Slashdot Mirror


Best Format for Archive Distribution?

Meostro asks: "I'm looking for the best format to use to distribute arbitrary datasets. Tarballs compressed with gzip seem to be the most common thing out there, with zip coming in a close second. What advanced compression packages are the most widely recognized or available on the widest array of systems? Cross-platform compatibility is my most important goal, followed by compression ratio, decompression time, compression time and extra features (solid archives, support for multiple files, etc.). I'm starting up a free data site to provide test data for anything you can imagine: images for compression and format interpretation, text and audio for language processing, programming language examples to test parsing, and more.

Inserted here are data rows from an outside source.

Issue #1875, opened 2023-08-21
FUIR stack should be empty at end of each basic block


fridis:
The FUIR code uses a stack with the constraint that all values within a stack are used at the end of a basic block, values passed between basic blocks are passed via fields.  This constraint, however, is not always met at the moment, which needs to be fixed.

PR #3094, opened 2024-05-21
lib: explicitly ignore results of expressions

michaellilltokiwa:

I hope this will grow to be a significant (read: multi-gigabyte) archive, so I want to start off right with my distribution format. Right now the plan is data.tar.bz2, but i'm open to anything that will give me better compression as long as it's available for Linux, Windows and Mac."

2 of 109 comments (clear)

  1. CPIO by DarkDust · · Score: 3, Interesting

    I prefer .cpio.bz2 because unlike tar cpio can handle special devices just fine (or do I miss some switch for tar which makes it able to handle devices and links ?). Since it's also in the POSIX standard this should be pretty portable as well.

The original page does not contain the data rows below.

PR #3100, opened 2024-05-22
Postcondition features

fridis:
Sorry, this has become a giant PR. The main thing this does is turning post conditions into pure syntax sugar handled by the front end only. A post condition of the form
```
  f
   post
     cc
  =>
    code
```
will be converted into
```
  f =>
    #result := code
    POST_f #result
  POST_f(result) =>
    if !cc then fuzion.runtime.postcondition_fault "cc"
```
So there is a new postcondtion feature that is called by f to check the postcondition.

For redefined features, the postcondition features of the redefined features are called by the postcondition feature of the redefining feature.

Postconditions are now handled by an effect `fuzion.runtime.post_fault` that can be replaced to handle postcondition failure in Fuzion code directly.

A number of additional changes made it into this patch:

- handling of the `result` fields has been simplified and changed, basically this is now always an internal field with name #result, except for within post condition features, where it is an argument called `result`.

- fum files no longer contain post conditions explicitly, but post condition features.

- post conditions may now contain lambdas, inline arrays, etc.

- tests for postconditions have been extended and a test catch_postcondition using different ways to handle a post condition in Fuzion code has been added.


src/dev/flang/fe/SourceModule.java
```diff
@@ -1761,27 +1761,6 @@ private void checkDuplicateFeatures(AbstractFeature outer, FeatureName fn, List<
    */
   private void checkContractAccesses(AbstractFeature f)
```
michaellilltokiwa, line 1762: This method seems to not do anything anymore? Remove or add NYI?

michaellilltokiwa (approved):

src/dev/flang/fe/SourceModule.java
```diff
@@ -1761,27 +1761,6 @@ private void checkDuplicateFeatures(AbstractFeature outer, FeatureName fn, List<
...
   {
```
fridis, line 1763:
```suggestion
  private void checkContractAccesses(AbstractFeature f)
  { //NYI: CLEANUP:  remove, has no effect.
```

  2. Re:RAR's license is garbage by gowen · · Score: 3, Interesting
    md5 probably provides enough integrity checking for test data & split/cat make splitting/reassembling ANYTHING easy.
    But RAR/PAR encoding use a Reed-Solomon error correction scheme, so you can send a few additional files and the data blocks within them can be used to replace *any* lost data blocks from the original set. It's really crafty.

    You're right about the license, though.
    --
    Athletic Scholarships to universities make as much sense as academic scholarships to sports teams.